Whenever a line below includes the string "type", show it.

Source records
:::::
PR #1362, opened 2026-01-12
Run from a parallel directory

tcely:


meeb:
Just curious but how big could `/dev/shm/yt-cipher` get?

tcely:
It's less than 40K for that entire mount point.

```
Filesystem      Size  Used Avail Use% Mounted on
tmpfs            64M     0   64M   0% /dev
shm              64M   40K   64M   1% /dev/shm
```

`cp` is creating directories containing symbolic links to the files for the most part.

```
$ (cd /dev/shm/yt-cipher/ && find . '!' -type d '!' -type l -ls )
70     16 -rw-r--r--   1 app      app         13644 Jan 12 13:26 ./deno.lock
68      4 -rw-r--r--   1 app      app            94 Jan 12 13:26 ./deno.json
```

The actual data the server writes, if you use it at all, is expected to live in the cache.

```
Cleaning up player cache directory: /config/cache/yt-cipher/player_cache
Player cache directory ensured at: /config/cache/yt-cipher/player_cache
```

I've left a `yt-cipher` container active, and in use, for a few days now. It looks like every player file it has cached is ~2.6MiB.

PR #1363, opened 2026-01-15
Set `raise_incomplete_data` to cause task retries

tcely:
https://github.com/yt-dlp/yt-dlp/blob/27afb31edc492cb079f9bce9773498d08e568ff3/yt_dlp/extractor/youtube/_base.py#L1257


tcely:
@meeb I'm not sure I understand this matrix thing. Did you get a set of emojis on your end?

meeb:
Yeah, see email. You need to verify they are the same OOB.

PR #1372, opened 2026-01-30
Implement `revoke-task` feature

### LINKED ISSUE #1292: Aborting tasks
I clicked 'Reset Tasks' without being fully aware what it does, hoping that it would restart a seemingly suck download task.
Now, my whole library has been scheduled to be reindexed, renamed etc. which I didn't intend to do.
Is there any way to cancel these tasks or do I just have to let them run through?

tcely:
Closes #1292


meeb:
Nice, thanks.

PR #1376, opened 2026-02-01
Improve `/app/restart_services.sh`

tcely:
- ~`s6-rc-db` has a useful list of bundles~
- `sc-rc` list accepts bundles/services the same way
- ~`s6-rc-db` can expand multiple bundles~
- `s6-rc-db` reports the type of a service
- Add `is_a_longrun` & `only_longruns` functions
- By default, restart all `longrun` services that are already `up`
- Do not try to restart essential services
:::::
# RESPONSE BELOW:
$ (cd /dev/shm/yt-cipher/ && find . '!' -type d '!' -type l -ls )
- `s6-rc-db` reports the type of a service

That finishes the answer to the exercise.